At a secondhand bookstore I bought the Ultimate Guide to Lock-picking, 10th Edition, the most comprehensive tome on the subject ever written. At a home improvement store I bought a set of lock-picking tools, surprised they were available over the counter.

What better locks to hone my skill on than the three models that had kept me imprisoned? I still remember that day when I raked open the Morgan-Hill pin tumbler, which was described in the book as a nearly unpickable lock. I was in heaven. After a few weeks I was able to open all three locks on the doors in minutes.

Nothing could keep me in.

I began making Visits once more, now far smarter and more careful. I only went out late at night, when Father and Mother were asleep. I would dress in black and choose only the houses that I could approach under cover.

What I saw made little difference. Sometimes it was mundane, girls sipping soda. A grandmother knitting. Boys at a computer game. Sometimes men and women together, coupling, sweaty and lost to the world. The occasional fight.

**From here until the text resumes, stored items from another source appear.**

PR #896, opened 2025-03-20
Update Submodules

viper-admin:
* Updates ViperServer from `182a2436152dd8eff07c512671b69707f009b0ad` to `711507c13d169342382ccdf356dc37ea8bfc5ed7`.


ArquintL:
Viper added `PluginAwareReporter` (see https://github.com/viperproject/silver/pull/854). While ViperServer also has been updated to use this new reporter trait, we should check before merging this PR whether we can also simplify Gobra by implementing this trait or whether this is unnecessary as ViperServer already does so. Hint: look for calls to `mapEntityVerificationResult` and `mapVerificationResult`

jcp19 (approved):

PR #900, opened 2025-03-31
Fix bug 805

### LINKED ISSUE #805: Array Pointer Shorthand
> For a of pointer to array type: `a[x]` is shorthand for `(*a)[x]`   ([go spec](https://go.dev/ref/spec#Index_expressions))

This is currently not handled by Gobra and one must explicitly dereference the pointers.
The specs can get hard to read: 
```go
// @ preserves acc(&((*p)[0]))
// @ ensures (*p)[0] == 0
func dereferencing(p *[10]int) {
	(*p)[0] = 0
}
```
We should be able to write:
```go
// @ preserves acc(&p[0])
// @ ensures p[0] == 0
func shorthand(p *[10]int) {
	p[0] = 0
}
```

```text
15:18:02.095 [main] ERROR viper.gobra.GobraRunner$ - An assumption was violated during execution.
15:18:02.096 [main] ERROR viper.gobra.GobraRunner$ - Logic error: Expected slice, array, map, or sequence, but got *[10]int
viper.gobra.util.Violation$LogicException: Logic error: Expected slice, array, map, or sequence, but got *[10]int
```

Sometimes I did more than spy. One night I left a condom in the backseat of the car owned by the wife of the lawyer who had been responsible for the imprisonment. Let the couple make sense of that but whatever happened I think it didn’t end well for either of them.

Consequences...

Other people who had crossed me would get a Visit too. I’d leave knives outside their doors. A doll in their window. Once I painted a swastika on the right rear fender of a Mercedes owned by a man who’d yelled at me about something. The man would probably get all the way to work before he’d begin to wonder about the staring.

Those Visits were about justice. The others? They just made me feel good.

Then, finally, I was away to college, a good one, given my father’s money, and into the real world.

I made half-hearted attempts to get well. All I wanted was meds, to get the peeping under control. I’d tell the doctors a variation of a story, substituting an addiction to video games for peeping but describing in detail my imprisonment, which raised a shrink eyebrow or two.